#### [About this exercise]
This exercise asks for a copy of each line in the records below with the word "SerializableTests" in it.
--- Provided records ---
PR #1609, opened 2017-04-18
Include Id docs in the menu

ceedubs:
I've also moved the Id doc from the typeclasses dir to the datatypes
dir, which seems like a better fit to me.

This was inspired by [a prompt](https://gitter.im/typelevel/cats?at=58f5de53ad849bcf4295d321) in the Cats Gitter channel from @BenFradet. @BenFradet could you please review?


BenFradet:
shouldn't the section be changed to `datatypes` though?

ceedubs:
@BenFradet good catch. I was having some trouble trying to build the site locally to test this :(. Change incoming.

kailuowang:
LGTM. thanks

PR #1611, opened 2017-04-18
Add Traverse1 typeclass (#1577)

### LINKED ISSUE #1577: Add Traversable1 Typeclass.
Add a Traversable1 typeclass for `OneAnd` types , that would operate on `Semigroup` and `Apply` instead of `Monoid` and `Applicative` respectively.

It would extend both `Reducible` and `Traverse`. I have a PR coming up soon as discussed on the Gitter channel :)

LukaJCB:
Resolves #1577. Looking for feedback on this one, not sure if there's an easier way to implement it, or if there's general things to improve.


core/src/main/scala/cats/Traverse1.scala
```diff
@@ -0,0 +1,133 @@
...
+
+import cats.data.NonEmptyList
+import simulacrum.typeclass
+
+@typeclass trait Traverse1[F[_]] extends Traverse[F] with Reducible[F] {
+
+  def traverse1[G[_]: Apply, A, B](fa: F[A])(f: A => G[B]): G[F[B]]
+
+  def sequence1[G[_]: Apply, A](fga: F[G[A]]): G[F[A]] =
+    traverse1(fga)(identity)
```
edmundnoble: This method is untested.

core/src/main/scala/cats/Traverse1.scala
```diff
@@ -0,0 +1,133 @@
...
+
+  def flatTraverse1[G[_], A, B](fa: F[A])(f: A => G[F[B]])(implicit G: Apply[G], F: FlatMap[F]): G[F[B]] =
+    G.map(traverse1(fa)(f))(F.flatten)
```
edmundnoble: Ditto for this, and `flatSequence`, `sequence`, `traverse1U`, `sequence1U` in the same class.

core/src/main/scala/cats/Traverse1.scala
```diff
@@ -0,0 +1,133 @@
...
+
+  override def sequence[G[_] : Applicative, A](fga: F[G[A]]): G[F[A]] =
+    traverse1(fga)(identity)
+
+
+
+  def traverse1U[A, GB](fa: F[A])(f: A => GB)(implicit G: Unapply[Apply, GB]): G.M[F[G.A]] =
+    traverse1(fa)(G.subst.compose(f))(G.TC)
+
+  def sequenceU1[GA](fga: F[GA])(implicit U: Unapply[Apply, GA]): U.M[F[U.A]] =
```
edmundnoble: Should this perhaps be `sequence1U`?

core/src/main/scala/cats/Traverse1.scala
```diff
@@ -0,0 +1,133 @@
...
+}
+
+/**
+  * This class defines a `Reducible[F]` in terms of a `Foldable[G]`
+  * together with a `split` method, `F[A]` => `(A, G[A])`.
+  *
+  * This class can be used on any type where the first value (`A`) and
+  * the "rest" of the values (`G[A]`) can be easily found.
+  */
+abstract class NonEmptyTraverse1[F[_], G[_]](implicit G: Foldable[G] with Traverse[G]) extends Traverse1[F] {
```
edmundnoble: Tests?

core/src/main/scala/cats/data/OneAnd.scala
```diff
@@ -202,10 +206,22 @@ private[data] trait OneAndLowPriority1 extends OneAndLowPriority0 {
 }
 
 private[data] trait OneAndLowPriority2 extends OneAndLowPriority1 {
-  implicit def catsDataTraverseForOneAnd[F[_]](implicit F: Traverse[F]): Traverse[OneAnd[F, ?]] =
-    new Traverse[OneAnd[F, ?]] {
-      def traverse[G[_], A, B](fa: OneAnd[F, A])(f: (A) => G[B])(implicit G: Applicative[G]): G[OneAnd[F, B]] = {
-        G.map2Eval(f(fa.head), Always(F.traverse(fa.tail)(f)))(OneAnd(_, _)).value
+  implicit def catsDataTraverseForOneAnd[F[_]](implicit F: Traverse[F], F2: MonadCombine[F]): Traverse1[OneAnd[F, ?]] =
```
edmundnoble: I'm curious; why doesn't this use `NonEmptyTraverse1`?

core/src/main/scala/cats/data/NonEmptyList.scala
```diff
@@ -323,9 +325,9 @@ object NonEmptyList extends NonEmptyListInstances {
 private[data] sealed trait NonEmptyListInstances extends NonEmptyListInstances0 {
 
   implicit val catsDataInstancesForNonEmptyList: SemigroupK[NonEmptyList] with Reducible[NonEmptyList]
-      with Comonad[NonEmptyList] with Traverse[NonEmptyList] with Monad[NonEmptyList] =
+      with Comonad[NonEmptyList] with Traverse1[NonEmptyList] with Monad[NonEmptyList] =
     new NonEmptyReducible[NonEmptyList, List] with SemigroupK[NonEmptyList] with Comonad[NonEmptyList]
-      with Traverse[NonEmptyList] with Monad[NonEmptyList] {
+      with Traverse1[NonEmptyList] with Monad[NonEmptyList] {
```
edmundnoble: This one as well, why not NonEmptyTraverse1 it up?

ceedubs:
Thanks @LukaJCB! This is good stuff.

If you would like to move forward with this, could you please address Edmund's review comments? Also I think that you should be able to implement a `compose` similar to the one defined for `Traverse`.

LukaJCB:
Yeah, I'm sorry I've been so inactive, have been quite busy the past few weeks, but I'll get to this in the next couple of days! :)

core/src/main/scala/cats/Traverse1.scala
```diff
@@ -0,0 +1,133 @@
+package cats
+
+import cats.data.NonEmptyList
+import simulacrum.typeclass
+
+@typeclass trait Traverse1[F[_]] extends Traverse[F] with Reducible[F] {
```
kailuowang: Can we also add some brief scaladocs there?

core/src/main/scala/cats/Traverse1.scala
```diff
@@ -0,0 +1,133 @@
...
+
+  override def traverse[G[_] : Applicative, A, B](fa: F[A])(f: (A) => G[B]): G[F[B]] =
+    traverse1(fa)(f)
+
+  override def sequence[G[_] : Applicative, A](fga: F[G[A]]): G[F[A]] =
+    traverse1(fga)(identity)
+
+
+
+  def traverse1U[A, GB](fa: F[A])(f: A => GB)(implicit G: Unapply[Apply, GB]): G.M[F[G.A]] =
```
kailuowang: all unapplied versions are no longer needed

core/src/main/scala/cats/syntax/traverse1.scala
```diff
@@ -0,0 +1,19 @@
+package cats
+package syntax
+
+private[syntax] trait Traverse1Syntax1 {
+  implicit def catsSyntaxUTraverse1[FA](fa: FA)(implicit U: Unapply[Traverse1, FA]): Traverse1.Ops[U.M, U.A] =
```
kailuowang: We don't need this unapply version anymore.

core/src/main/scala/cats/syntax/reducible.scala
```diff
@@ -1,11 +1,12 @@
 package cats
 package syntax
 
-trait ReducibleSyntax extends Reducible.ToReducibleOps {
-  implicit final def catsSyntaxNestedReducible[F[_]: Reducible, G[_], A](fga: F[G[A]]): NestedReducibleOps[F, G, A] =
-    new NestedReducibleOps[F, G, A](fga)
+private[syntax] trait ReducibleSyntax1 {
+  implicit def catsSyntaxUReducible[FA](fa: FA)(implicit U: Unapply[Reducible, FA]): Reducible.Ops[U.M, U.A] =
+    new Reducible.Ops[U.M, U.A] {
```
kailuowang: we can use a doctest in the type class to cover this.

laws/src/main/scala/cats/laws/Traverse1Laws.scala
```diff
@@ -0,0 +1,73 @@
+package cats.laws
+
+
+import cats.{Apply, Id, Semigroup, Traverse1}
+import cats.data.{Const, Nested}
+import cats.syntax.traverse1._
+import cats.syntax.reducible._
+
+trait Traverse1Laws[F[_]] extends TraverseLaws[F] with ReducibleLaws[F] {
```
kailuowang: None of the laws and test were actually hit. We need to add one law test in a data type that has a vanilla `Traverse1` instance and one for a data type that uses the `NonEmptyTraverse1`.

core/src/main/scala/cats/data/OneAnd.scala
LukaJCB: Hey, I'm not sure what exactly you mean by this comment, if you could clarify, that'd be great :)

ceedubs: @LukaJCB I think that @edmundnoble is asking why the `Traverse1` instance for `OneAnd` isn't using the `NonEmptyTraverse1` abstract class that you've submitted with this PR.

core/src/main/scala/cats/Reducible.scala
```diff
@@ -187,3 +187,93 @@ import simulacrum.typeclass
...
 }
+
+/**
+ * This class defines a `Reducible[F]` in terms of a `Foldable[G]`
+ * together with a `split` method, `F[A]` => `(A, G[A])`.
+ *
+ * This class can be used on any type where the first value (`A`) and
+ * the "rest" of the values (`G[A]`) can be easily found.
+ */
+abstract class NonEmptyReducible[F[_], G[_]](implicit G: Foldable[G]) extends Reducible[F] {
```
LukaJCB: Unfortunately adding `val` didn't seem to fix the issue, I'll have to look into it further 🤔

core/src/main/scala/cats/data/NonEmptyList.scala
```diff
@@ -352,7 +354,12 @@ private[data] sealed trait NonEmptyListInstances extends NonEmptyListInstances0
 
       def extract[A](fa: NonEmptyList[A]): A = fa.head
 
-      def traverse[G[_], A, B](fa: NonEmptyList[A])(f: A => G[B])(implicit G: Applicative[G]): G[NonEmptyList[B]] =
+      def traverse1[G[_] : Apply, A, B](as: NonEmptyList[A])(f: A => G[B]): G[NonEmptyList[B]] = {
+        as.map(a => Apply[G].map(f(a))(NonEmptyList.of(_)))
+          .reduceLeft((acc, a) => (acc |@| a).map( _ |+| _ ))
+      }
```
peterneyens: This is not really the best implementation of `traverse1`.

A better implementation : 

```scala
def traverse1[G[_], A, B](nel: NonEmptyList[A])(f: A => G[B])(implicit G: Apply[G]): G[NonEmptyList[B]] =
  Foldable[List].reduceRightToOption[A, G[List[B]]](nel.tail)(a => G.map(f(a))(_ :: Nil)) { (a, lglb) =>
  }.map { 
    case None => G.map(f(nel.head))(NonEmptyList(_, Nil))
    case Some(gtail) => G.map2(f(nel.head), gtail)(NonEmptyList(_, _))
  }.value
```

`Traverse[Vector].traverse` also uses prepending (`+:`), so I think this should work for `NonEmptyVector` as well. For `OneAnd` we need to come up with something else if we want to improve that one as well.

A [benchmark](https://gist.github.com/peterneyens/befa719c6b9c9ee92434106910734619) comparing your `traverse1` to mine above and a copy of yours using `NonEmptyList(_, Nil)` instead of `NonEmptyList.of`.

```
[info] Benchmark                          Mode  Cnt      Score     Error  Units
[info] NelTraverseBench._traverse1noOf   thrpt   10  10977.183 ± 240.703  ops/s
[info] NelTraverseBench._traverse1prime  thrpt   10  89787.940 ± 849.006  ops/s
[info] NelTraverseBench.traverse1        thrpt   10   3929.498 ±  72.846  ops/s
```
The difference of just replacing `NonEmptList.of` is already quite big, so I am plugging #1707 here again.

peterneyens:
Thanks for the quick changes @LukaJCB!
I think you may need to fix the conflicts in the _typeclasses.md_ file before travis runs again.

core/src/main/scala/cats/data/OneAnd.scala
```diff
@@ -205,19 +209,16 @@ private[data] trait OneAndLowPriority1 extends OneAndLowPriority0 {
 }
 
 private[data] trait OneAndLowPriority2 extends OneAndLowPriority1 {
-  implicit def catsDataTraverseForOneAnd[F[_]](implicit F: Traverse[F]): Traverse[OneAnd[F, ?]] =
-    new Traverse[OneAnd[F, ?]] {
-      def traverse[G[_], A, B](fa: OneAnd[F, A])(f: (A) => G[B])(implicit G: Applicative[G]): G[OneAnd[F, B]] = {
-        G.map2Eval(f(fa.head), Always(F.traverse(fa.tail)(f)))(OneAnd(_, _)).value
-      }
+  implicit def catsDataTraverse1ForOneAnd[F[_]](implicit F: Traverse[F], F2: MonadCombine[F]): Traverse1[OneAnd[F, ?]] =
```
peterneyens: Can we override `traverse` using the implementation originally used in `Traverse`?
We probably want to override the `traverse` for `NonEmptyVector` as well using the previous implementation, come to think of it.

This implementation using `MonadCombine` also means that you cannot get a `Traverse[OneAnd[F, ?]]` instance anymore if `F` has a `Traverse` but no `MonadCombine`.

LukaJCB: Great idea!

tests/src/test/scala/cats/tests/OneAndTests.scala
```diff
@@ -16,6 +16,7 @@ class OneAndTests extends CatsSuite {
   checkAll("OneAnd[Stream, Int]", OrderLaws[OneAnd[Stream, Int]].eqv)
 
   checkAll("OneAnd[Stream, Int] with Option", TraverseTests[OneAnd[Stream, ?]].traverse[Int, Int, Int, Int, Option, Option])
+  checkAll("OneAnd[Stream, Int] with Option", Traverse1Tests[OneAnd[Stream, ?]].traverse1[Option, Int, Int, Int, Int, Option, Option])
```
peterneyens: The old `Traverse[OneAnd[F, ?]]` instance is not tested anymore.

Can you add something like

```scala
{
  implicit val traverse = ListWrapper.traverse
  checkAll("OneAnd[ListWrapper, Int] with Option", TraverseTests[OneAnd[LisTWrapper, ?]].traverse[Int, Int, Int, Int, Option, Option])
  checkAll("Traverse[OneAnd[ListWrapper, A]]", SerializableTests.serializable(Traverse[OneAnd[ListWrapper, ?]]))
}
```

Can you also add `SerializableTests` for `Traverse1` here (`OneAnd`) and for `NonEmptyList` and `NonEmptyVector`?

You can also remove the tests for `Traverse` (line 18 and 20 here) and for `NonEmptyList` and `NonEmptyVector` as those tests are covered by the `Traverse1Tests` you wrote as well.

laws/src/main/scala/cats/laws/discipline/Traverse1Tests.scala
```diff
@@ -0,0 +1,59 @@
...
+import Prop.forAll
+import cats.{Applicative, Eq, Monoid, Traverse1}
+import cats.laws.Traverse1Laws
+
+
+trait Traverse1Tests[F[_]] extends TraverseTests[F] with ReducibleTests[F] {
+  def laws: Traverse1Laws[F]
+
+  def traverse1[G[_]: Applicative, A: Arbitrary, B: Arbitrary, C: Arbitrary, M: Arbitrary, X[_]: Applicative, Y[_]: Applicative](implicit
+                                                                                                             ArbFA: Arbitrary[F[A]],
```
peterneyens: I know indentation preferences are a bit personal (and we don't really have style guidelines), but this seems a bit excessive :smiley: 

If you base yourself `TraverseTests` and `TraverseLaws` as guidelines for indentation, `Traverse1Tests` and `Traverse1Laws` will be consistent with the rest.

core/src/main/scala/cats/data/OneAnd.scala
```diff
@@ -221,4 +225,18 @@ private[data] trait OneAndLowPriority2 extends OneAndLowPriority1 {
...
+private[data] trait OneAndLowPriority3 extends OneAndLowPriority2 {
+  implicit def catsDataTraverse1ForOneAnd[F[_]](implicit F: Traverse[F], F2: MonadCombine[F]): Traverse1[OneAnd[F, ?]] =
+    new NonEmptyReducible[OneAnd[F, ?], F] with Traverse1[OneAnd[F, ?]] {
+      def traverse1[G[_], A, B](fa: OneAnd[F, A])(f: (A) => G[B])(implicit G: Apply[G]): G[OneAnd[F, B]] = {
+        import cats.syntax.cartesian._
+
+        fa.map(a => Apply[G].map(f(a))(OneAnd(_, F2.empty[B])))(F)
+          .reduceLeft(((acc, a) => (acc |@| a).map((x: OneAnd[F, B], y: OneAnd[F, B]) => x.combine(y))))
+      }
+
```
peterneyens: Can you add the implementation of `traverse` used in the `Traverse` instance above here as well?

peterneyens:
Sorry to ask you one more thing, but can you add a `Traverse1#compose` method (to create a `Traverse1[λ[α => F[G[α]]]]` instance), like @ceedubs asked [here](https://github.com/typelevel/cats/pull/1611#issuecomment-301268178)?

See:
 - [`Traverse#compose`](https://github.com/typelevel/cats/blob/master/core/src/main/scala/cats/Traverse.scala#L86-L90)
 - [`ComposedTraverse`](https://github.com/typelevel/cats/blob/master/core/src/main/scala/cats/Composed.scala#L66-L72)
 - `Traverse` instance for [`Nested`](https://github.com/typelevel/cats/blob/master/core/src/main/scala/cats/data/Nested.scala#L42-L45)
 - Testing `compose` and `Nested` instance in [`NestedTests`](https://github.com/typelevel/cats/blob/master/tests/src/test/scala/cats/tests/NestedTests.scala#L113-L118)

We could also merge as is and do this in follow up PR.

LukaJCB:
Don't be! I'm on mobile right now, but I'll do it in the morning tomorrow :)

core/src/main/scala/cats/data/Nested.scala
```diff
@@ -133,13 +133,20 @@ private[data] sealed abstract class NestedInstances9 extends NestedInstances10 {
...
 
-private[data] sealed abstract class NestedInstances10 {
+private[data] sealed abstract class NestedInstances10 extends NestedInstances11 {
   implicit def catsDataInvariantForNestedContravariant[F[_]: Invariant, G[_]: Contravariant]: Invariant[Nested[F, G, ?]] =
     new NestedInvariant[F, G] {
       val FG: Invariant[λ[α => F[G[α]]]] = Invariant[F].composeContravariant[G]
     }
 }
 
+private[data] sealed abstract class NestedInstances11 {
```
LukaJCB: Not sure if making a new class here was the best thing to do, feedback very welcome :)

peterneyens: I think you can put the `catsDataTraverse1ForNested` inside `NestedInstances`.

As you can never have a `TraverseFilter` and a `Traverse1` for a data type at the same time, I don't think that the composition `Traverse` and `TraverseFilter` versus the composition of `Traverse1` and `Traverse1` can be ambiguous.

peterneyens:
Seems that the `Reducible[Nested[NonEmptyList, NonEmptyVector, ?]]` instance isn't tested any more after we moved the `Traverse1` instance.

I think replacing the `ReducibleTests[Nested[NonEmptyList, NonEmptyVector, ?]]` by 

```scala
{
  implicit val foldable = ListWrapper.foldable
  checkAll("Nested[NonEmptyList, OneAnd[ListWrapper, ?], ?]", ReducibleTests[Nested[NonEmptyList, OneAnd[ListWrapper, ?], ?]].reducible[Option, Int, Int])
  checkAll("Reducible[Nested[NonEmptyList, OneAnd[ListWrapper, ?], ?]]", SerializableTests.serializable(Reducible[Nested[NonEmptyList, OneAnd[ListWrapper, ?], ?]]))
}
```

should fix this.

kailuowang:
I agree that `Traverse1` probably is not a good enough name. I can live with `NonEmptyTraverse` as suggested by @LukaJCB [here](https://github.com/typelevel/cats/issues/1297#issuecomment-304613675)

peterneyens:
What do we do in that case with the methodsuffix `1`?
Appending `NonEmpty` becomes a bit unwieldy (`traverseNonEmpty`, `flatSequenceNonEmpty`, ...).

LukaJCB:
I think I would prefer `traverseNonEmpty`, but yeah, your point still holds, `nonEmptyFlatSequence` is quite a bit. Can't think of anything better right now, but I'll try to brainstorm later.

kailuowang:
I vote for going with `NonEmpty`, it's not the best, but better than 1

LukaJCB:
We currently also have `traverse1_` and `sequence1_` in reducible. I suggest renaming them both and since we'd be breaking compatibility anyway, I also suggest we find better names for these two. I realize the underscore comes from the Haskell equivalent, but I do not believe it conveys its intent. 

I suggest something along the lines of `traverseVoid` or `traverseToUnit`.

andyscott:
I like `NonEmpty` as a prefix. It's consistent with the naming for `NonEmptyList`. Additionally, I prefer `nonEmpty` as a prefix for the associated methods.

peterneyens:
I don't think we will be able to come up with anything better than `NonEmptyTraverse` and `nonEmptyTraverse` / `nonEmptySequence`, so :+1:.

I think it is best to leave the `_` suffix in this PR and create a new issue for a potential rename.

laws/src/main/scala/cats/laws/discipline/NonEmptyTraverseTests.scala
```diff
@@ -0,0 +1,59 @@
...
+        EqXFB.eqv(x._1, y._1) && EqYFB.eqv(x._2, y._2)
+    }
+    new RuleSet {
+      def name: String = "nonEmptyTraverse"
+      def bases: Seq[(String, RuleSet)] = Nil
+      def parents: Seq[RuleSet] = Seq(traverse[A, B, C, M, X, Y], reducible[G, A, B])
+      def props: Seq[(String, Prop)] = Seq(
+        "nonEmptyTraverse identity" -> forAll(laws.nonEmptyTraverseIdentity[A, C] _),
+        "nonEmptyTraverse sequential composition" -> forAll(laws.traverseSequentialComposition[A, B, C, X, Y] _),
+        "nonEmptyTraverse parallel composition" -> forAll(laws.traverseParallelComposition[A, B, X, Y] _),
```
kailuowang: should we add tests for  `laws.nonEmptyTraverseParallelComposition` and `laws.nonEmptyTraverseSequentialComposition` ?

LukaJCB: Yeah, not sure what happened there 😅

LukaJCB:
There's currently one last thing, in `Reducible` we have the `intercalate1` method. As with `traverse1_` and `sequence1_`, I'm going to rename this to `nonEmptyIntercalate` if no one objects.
---
--- Provided records ---
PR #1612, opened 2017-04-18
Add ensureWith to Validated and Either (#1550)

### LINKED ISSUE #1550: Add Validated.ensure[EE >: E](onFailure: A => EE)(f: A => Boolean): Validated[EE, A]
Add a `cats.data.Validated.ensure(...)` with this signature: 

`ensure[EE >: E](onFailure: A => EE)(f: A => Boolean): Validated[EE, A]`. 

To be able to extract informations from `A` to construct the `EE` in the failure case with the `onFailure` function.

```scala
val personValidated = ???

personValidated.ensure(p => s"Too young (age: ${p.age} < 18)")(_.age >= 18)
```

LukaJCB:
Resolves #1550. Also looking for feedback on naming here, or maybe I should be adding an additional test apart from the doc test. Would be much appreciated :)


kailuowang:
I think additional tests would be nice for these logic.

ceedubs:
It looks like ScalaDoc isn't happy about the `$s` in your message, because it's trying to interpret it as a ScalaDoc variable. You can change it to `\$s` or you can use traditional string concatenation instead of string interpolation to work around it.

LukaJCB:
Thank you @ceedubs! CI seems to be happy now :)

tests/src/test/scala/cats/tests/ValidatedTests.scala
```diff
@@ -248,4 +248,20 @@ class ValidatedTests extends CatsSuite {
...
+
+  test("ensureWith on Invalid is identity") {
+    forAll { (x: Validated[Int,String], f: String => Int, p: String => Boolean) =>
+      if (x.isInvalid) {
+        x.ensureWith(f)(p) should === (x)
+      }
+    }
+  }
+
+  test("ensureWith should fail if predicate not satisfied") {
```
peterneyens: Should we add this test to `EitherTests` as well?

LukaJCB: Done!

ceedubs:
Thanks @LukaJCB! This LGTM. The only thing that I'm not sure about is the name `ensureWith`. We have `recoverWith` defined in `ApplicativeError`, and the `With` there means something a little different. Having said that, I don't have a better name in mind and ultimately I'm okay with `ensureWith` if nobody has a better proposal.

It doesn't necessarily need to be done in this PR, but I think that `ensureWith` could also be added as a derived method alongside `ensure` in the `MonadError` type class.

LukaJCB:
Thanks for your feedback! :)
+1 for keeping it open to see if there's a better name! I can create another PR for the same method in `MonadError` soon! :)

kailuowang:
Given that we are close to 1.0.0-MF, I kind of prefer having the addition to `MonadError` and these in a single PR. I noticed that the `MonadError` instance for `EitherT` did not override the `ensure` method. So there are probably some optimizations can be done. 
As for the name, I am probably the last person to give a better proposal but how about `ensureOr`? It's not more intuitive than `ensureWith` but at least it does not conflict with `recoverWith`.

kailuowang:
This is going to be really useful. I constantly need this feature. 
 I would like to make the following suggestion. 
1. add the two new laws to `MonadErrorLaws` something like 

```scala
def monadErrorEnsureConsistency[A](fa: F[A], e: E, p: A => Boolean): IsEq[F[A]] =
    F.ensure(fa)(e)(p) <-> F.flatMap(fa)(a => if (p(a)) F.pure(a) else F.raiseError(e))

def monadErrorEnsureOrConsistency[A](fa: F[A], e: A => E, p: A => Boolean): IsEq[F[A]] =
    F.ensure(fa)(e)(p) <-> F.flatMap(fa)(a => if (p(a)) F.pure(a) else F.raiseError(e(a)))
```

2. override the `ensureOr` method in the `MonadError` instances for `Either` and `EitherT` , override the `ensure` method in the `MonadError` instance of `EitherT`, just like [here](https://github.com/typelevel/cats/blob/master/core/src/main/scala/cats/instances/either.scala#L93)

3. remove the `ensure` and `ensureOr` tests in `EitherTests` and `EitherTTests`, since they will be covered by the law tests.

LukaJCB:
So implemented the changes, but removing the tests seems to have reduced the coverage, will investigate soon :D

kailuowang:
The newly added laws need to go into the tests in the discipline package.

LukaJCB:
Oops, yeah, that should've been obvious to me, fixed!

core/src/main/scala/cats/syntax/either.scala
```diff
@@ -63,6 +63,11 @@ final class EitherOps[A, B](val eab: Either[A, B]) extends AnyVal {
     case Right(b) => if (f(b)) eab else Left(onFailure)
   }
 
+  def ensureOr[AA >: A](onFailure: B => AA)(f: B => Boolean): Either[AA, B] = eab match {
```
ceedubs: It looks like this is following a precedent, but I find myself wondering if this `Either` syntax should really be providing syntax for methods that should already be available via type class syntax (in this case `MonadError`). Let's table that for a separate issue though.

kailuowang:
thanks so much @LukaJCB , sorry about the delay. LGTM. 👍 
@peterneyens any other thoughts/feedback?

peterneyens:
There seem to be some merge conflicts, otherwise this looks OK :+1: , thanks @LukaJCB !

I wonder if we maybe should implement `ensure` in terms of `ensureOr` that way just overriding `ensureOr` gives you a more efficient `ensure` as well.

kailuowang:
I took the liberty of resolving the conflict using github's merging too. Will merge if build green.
---
#### [Response area]
  checkAll("Traverse[OneAnd[ListWrapper, A]]", SerializableTests.serializable(Traverse[OneAnd[ListWrapper, ?]]))
Can you also add `SerializableTests` for `Traverse1` here (`OneAnd`) and for `NonEmptyList` and `NonEmptyVector`?
  checkAll("Reducible[Nested[NonEmptyList, OneAnd[ListWrapper, ?], ?]]", SerializableTests.serializable(Reducible[Nested[NonEmptyList, OneAnd[ListWrapper, ?], ?]]))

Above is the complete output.